CASPER — Wyoming’s senior senator is throwing his political and intellectual weight behind a big case before the U.S. Supreme Court, whose outcome could significantly diminish the reach of the National Environmental Policy Act.
The law’s application has become overly rigorous and is bogging down economic development, Sen. John Barrasso argues in an Amicus Brief delivered to the court last week.
The act requires federal agencies to vet policies and development proposals to ensure communities and public lands are protected from certain environmental harms. Since its passage in 1969, however, the so-called “Magna Carta” of environmental laws has become the poster-child of mission creep and bureaucratic overreach, the Amicus states.

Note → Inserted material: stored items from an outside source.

PR #364, opened 2017-10-30
[everflow]: Use MLNX_PLATFORM_SUBSTRING define to get platform.

oleksandrivantsiv:

### DIFF
--- a/orchagent/mirrororch.cpp
+++ b/orchagent/mirrororch.cpp
@@ -3,6 +3,7 @@
 #include <utility>
 #include <exception>
 
+#include "orch.h"
 #include "logger.h"
 #include "swssnet.h"
 #include "converter.h"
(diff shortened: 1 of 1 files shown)


orchagent/mirrororch.cpp
```diff
@@ -45,7 +44,7 @@ MirrorEntry::MirrorEntry(const string& platform) :
     nexthopInfo.resolved = false;
     neighborInfo.resolved = false;
 
-    if (platform == MLNX_PLATFORM)
+    if (platform == MLNX_PLATFORM_SUBSTRING)
```
nikos-li: Rather than keep changing names to platform string inside PI code, you should come up with a design that removes PD checks from PI code.

oleksandrivantsiv: This change is done according to ACL dynamic configuration design

oleksandrivantsiv: And come from requirements https://github.com/Azure/SONiC/wiki/ACL-Configuration-Requirement-Description

lguohan: I agree with what Nikos said in principle. For this PR, the code is already there. I think we should address the problem in future PR, and we need to more discussion on how to address it properly.

PR #366, opened 2017-11-01
[orchagent]: Remove the global variable gPortsOrch in orch.cpp file

stcheng:
This change is the first step of refactoring Orch class.
The global variable gPortsOrch is removed from that orch.cpp file
and this class no longer requires such external variable.

The current solution is to move the global variable into each different
places that need this variable. Later, a better design could be
introduced to further remove all the global variables from the whole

The current standard of implementation “transforms NEPA’s think-before-you-act framework into a roving environmentalist mandate,” Barrasso and Amicus co-signers argue.
The case before the court, Seven County Infrastructure Coalition v. Eagle County, Colorado, considers the appropriate scope of National Environmental Policy Act application and whether federal agencies must consider “upstream” and “downstream” impacts from proposed actions.
In this case, it considers the extent to which the Federal Surface Transportation Board must vet the environmental implications of emissions stemming from more oil production, as well as infrastructural impacts to wildlife.
The Seven County Infrastructure Coalition is an interlocal agency chartered to enhance infrastructure needs in eastern Utah using money set aside from federal mineral royalty payments. The coalition has long sought to build a rail line that would bring oil from the oil-rich region of eastern Utah to refinery and export terminals in the Gulf of Mexico.
The Federal Surface Transportation Board okayed the project in 2021, but that approval was afterward invalidated by a Washington, D.C. appeals court, who concluded the STB’s environmental impact statement was rushed, “paltry” and failed to sufficiently account for to potential impacts on the communities and species proximal to rail line.
The coalition’s appeal for a motion to rehear was denied in June 2023 by the D.C. Court of Appeals.
The case now finds itself before the Supreme Court, whose October hearing could significantly limit the way the act is implemented, which could have big repercussions in states like Wyoming, where energy projects experience cost escalation and delay as a result of National Environmental Policy Act litigation, local leaders argue.
The argument is backed up by research from Stanford University’s Center for Democracy, Development and the Rule of Law.
Drawing on a data set of 355 major transportation and energy infrastructure projects between 2010 and 2018, researchers here observed predevelopment litigation on 28% of the projects requiring an environmental impact statement, 89% of which involve a claim of a NEPA violation.
The research also shows that legal action around National Environmental Policy Act is equal opportunity: During this period, nearly two-thirds of solar energy projects were litigated; close to 50% of pipeline projects are litigated; wind-related energy projects were legally challenged in 38% of cases; and transmission projects were ligated 31% of the time.